** Task input follows **

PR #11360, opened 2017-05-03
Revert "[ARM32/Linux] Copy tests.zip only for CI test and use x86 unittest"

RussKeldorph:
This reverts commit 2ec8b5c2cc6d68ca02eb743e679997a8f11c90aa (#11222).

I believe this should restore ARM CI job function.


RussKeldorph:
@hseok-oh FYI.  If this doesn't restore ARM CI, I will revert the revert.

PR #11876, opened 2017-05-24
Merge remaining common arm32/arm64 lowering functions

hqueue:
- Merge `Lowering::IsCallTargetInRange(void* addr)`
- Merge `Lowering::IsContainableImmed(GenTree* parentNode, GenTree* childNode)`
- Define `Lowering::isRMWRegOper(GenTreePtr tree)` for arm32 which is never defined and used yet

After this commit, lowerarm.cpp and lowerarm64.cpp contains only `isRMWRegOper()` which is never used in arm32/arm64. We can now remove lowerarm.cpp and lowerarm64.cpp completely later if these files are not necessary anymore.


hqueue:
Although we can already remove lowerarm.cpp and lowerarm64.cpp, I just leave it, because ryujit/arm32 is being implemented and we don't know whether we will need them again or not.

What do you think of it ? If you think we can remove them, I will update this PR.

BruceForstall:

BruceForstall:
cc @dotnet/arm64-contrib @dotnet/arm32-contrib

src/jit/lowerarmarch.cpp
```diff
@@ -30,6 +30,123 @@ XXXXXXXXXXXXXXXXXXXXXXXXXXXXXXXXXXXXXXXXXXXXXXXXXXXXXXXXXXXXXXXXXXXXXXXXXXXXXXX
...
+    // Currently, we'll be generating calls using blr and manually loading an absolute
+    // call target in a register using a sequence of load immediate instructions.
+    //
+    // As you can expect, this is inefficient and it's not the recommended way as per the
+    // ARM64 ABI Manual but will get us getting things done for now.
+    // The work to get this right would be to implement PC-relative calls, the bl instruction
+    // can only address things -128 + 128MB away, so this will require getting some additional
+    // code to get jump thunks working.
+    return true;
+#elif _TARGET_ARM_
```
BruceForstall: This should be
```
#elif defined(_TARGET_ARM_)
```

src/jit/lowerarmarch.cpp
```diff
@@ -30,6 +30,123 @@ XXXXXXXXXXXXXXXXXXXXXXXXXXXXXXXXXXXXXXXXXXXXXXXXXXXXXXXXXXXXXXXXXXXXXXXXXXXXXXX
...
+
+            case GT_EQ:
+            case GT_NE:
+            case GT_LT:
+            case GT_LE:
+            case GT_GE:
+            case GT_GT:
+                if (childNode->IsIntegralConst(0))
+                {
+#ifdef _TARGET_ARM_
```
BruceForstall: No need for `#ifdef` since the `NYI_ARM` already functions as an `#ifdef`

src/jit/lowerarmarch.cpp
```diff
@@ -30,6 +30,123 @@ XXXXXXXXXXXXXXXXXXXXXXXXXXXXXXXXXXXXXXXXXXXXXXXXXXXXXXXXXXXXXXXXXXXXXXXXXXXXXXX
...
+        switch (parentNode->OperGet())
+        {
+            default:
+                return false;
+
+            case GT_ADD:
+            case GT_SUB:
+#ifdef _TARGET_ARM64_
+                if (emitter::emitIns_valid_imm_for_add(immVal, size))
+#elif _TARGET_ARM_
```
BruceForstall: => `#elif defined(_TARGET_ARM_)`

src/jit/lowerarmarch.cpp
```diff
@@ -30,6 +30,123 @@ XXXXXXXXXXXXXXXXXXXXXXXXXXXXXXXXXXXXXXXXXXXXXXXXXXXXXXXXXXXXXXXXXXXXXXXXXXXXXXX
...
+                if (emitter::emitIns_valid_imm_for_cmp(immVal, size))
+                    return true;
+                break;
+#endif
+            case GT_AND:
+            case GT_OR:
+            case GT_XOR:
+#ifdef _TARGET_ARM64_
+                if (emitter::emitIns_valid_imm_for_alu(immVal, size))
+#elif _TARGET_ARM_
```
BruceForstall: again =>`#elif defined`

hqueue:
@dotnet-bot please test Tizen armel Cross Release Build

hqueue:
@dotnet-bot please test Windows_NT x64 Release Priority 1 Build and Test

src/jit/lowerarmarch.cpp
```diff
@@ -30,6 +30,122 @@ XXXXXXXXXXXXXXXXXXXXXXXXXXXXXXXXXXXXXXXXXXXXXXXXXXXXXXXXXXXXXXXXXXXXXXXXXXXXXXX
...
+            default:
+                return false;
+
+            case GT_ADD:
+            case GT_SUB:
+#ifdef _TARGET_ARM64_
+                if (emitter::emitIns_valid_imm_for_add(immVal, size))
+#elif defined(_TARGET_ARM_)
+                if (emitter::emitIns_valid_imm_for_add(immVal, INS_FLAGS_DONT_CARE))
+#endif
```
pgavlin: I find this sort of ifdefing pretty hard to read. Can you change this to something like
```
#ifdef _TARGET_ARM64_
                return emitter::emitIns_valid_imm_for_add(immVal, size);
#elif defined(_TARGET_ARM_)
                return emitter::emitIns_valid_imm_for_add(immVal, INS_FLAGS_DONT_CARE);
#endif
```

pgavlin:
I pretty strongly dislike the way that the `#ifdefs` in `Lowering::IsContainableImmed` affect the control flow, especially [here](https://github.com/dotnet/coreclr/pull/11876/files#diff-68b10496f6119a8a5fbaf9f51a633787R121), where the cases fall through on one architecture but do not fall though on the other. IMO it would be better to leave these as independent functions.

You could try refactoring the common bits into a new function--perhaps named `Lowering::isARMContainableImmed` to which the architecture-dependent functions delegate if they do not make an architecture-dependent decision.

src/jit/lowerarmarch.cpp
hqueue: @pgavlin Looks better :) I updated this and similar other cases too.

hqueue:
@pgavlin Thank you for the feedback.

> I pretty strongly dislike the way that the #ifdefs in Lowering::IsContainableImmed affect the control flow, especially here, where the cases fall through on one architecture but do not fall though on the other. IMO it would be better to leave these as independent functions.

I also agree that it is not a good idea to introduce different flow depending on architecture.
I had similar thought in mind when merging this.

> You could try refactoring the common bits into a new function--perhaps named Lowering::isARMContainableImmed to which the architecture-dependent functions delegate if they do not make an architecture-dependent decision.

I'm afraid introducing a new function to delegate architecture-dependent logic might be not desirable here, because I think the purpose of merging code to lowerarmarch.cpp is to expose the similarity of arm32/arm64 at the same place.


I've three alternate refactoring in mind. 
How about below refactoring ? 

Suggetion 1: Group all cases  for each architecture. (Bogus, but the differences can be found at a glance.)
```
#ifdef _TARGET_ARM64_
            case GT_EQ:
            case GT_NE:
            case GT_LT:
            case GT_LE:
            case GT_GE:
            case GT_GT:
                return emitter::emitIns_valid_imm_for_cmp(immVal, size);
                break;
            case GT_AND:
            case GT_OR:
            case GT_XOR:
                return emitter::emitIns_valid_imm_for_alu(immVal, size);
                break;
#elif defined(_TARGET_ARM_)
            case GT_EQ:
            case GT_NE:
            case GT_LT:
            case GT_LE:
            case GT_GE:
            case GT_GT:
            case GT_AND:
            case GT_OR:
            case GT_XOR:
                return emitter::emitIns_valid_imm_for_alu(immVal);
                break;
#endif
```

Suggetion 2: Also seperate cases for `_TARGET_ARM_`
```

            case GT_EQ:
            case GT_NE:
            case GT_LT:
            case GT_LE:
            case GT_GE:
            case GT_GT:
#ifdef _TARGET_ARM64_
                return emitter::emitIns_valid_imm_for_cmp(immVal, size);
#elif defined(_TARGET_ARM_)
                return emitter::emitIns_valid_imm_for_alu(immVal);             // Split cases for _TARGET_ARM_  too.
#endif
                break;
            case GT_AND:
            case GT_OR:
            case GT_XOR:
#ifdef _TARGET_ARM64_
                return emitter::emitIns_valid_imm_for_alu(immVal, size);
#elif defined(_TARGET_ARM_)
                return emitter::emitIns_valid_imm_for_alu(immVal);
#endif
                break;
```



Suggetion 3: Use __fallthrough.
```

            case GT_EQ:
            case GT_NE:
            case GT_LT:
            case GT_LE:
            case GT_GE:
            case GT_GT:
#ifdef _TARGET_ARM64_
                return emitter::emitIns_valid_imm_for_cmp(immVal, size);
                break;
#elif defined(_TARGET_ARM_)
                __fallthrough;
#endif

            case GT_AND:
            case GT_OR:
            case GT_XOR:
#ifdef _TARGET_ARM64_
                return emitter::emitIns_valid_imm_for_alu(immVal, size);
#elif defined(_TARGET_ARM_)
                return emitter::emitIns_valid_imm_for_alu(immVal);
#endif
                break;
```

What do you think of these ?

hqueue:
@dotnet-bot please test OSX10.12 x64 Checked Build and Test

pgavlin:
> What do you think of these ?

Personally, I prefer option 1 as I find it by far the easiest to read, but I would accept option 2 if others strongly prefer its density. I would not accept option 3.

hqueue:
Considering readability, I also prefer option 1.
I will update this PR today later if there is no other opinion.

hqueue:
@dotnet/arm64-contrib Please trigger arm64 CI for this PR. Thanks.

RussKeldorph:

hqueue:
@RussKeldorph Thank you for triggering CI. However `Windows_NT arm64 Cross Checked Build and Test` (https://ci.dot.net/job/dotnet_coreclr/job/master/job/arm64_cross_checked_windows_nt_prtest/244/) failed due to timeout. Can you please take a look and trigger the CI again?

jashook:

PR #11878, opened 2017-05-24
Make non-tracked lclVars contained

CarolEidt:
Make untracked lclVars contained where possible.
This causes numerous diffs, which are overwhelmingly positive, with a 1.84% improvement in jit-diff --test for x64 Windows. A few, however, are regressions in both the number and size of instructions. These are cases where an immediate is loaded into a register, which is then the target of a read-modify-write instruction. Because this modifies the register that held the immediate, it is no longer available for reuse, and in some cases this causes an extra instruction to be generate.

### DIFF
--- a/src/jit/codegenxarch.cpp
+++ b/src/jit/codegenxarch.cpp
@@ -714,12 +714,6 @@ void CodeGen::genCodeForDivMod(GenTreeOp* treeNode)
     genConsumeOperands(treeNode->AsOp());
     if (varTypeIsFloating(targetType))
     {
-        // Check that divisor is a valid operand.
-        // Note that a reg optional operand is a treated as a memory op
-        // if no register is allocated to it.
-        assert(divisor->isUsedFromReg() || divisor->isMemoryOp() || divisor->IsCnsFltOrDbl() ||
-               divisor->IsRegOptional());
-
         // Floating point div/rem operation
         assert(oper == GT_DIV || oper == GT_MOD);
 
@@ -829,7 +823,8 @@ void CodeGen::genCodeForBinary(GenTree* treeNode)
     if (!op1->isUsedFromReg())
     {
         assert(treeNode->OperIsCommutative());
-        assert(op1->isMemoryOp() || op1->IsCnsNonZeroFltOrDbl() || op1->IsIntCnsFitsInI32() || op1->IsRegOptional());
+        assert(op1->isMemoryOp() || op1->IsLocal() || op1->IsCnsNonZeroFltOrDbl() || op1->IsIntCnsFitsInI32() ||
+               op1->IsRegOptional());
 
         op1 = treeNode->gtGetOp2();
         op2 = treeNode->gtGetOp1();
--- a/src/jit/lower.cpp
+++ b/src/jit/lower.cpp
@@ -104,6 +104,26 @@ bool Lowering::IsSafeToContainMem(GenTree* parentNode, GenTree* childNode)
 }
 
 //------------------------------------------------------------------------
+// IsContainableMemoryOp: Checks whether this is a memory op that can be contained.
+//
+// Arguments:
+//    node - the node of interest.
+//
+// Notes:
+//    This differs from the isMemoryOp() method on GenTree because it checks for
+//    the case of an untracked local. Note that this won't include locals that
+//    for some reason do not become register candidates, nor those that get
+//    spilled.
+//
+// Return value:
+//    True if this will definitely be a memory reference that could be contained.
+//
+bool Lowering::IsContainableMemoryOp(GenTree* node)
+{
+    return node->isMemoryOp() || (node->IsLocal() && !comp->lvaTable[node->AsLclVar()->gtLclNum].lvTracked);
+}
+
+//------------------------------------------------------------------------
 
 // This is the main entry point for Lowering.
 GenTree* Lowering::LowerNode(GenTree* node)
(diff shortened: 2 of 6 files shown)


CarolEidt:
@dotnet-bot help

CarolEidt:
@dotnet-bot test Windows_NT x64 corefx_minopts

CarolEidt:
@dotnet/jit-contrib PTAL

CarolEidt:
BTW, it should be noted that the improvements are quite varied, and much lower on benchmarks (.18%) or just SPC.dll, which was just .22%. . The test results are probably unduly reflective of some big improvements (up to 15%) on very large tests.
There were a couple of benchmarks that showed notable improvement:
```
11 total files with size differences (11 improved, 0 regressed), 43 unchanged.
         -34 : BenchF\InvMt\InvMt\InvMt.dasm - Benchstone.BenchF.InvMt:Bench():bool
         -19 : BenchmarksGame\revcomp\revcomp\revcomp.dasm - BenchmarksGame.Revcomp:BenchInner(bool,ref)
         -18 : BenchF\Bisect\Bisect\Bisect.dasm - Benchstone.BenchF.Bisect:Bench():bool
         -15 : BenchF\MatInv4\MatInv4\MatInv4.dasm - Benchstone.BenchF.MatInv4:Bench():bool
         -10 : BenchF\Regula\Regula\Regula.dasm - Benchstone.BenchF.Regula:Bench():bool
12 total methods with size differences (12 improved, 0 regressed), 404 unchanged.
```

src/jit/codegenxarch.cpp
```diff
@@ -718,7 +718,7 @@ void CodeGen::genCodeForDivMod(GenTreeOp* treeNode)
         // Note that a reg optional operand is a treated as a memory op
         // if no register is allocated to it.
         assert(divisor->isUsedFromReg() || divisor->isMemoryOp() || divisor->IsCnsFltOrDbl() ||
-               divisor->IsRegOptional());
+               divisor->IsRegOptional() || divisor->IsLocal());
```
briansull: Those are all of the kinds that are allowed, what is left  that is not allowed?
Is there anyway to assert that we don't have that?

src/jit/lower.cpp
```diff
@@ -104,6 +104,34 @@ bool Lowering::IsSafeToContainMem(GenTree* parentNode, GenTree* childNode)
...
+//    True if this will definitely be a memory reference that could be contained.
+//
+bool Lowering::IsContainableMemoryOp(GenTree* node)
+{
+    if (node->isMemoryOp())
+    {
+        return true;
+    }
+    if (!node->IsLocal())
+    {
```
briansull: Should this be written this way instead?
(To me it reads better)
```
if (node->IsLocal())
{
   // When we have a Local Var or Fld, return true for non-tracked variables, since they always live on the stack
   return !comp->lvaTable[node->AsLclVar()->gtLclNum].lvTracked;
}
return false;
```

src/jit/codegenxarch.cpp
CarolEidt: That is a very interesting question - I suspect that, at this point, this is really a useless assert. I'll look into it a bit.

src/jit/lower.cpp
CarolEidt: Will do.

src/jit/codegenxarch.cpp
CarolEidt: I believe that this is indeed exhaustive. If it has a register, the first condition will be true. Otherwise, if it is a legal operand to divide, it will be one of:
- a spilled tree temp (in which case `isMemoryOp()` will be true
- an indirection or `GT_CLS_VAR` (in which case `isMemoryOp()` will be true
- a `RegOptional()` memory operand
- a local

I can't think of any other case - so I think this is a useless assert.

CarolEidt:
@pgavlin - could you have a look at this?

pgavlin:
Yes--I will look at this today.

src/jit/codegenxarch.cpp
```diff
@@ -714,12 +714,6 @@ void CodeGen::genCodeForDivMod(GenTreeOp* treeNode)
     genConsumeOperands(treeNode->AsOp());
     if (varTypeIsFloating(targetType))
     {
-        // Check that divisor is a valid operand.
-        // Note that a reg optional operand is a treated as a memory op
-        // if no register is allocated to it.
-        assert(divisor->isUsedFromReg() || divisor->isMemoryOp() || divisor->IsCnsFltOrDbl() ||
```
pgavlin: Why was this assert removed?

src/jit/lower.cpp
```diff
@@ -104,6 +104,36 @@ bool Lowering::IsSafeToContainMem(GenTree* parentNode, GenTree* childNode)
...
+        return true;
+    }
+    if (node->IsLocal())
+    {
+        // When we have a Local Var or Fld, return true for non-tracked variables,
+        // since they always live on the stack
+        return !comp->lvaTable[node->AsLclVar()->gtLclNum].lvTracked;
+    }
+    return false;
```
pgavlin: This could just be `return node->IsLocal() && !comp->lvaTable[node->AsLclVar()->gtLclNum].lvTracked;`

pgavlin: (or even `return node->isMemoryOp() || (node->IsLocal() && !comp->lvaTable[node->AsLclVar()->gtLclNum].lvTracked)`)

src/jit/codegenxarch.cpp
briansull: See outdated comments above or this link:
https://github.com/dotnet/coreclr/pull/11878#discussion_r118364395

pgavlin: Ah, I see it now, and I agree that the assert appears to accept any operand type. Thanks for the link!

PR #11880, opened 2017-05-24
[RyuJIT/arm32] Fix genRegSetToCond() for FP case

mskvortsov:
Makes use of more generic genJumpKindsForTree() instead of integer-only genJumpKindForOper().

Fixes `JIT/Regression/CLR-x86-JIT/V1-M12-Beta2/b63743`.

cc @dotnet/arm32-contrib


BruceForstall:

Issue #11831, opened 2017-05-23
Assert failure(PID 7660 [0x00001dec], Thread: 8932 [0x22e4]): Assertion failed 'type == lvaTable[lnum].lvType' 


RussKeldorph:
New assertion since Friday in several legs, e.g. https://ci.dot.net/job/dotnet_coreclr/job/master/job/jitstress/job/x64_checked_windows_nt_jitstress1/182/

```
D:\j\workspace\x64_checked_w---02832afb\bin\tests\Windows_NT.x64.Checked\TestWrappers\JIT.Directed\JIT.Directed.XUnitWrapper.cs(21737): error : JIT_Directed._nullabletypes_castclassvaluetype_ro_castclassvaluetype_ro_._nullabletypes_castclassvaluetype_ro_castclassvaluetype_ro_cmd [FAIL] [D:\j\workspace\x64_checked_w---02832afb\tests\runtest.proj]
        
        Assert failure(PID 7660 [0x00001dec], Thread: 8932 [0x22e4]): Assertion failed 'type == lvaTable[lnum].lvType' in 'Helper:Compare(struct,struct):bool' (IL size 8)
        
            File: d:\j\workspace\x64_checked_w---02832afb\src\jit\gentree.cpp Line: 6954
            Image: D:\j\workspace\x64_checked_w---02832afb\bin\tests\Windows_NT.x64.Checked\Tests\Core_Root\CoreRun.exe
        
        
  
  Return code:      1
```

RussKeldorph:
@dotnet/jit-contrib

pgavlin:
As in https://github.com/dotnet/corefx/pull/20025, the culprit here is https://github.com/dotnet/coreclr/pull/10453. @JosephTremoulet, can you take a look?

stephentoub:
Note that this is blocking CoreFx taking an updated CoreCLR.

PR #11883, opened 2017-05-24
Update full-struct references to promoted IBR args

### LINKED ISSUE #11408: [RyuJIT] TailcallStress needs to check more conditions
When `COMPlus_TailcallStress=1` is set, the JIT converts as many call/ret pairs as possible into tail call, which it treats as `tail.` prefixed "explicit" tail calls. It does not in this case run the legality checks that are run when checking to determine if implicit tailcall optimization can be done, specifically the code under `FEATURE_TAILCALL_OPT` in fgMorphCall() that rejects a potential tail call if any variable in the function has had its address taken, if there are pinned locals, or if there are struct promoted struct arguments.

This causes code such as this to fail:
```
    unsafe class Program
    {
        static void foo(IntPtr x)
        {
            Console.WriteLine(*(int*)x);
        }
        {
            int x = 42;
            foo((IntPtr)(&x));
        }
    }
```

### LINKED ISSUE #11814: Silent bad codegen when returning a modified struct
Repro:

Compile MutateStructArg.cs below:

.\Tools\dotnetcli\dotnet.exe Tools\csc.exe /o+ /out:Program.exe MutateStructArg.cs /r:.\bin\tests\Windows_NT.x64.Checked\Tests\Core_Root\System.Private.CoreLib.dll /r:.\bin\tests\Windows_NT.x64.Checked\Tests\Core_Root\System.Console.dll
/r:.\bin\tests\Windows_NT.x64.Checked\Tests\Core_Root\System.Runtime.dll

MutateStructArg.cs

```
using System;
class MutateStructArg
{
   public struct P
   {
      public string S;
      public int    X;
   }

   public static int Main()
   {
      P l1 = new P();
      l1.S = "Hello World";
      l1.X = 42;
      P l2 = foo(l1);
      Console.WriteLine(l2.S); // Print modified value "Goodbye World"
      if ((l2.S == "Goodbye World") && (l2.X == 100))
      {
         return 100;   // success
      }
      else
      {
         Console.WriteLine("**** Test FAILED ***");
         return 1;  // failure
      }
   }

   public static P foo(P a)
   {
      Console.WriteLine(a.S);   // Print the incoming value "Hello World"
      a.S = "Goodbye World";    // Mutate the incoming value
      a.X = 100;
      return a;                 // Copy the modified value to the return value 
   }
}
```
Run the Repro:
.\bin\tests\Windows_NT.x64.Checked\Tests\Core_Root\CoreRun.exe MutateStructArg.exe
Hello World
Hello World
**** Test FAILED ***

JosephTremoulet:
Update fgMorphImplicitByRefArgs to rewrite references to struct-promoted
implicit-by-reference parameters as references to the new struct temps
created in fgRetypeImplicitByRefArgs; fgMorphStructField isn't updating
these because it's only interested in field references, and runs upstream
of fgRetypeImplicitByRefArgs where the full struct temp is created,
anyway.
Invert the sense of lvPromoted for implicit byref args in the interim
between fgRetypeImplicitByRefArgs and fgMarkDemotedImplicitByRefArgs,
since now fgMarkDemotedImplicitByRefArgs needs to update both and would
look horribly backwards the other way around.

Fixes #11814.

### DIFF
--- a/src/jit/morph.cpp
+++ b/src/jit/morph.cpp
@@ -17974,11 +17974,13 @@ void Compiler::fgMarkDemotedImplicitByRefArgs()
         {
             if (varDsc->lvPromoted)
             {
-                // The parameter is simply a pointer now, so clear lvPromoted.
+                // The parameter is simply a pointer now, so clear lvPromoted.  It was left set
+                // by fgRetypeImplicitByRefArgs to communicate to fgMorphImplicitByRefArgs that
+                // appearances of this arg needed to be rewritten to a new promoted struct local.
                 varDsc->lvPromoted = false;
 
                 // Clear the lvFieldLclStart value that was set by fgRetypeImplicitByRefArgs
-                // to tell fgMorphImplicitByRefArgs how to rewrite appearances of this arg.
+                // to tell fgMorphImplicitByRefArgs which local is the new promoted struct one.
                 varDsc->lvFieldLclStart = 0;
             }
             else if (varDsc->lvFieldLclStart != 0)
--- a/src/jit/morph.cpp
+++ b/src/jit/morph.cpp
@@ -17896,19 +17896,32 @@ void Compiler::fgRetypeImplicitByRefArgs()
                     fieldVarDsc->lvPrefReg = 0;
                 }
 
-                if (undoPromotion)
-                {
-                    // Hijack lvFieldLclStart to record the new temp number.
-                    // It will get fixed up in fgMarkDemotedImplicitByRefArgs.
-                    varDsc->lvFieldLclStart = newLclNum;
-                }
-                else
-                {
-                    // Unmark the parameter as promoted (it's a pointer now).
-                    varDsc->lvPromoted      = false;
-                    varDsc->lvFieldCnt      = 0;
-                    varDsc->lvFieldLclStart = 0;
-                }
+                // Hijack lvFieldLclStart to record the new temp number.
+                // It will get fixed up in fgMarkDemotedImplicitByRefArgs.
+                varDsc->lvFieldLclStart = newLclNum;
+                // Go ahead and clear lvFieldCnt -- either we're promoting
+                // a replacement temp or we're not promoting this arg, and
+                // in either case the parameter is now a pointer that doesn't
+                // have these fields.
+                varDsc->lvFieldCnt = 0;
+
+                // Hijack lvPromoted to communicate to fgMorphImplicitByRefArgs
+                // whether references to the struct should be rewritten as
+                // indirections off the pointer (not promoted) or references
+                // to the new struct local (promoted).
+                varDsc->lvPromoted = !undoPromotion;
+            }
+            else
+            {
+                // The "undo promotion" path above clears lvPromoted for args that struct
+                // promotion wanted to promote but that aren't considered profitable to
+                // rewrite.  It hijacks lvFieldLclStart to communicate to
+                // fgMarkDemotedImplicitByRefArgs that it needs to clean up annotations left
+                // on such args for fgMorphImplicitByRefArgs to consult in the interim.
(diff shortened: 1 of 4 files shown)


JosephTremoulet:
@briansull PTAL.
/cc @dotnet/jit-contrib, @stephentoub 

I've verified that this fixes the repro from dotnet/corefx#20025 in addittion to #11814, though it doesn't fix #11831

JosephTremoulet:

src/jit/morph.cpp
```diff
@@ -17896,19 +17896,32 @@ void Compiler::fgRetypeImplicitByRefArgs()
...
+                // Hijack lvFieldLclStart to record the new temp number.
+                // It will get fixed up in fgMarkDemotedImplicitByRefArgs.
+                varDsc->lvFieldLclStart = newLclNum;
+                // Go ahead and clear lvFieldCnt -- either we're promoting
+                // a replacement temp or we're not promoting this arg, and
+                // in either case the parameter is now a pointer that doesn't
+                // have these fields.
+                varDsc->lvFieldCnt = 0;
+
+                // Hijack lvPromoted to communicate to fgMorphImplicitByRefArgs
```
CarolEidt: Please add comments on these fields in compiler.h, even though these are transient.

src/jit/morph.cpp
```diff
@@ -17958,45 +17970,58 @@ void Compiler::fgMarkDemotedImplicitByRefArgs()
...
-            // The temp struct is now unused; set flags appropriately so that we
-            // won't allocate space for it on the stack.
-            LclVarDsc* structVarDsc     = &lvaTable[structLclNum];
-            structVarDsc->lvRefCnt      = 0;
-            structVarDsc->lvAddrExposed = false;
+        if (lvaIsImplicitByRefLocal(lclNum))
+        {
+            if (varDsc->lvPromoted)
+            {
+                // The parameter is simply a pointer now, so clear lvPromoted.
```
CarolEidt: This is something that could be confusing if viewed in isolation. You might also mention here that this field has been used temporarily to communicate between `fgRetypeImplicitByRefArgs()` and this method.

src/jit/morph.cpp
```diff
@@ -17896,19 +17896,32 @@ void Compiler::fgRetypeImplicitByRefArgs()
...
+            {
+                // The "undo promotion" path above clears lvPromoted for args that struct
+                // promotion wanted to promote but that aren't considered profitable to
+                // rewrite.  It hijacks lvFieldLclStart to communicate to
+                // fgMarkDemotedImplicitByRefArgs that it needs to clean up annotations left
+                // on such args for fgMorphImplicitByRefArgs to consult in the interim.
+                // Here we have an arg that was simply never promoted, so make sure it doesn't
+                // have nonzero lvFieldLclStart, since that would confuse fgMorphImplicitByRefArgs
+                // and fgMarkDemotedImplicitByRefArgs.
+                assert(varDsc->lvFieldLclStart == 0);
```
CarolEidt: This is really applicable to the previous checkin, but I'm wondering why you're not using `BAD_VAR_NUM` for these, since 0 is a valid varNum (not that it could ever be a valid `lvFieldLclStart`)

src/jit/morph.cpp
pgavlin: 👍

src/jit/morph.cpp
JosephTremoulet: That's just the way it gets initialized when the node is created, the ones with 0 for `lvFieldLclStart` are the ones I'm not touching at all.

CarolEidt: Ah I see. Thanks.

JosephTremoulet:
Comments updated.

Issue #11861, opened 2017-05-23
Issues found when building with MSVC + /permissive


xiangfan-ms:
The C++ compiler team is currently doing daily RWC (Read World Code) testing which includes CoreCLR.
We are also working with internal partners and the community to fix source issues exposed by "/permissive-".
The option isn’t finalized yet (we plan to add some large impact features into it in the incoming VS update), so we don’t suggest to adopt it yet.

** End of Task input **

#### What you have to do
Working from the records above, find how many lines contain the string "opened" and answer with the bare number.

#### Answer to this problem
7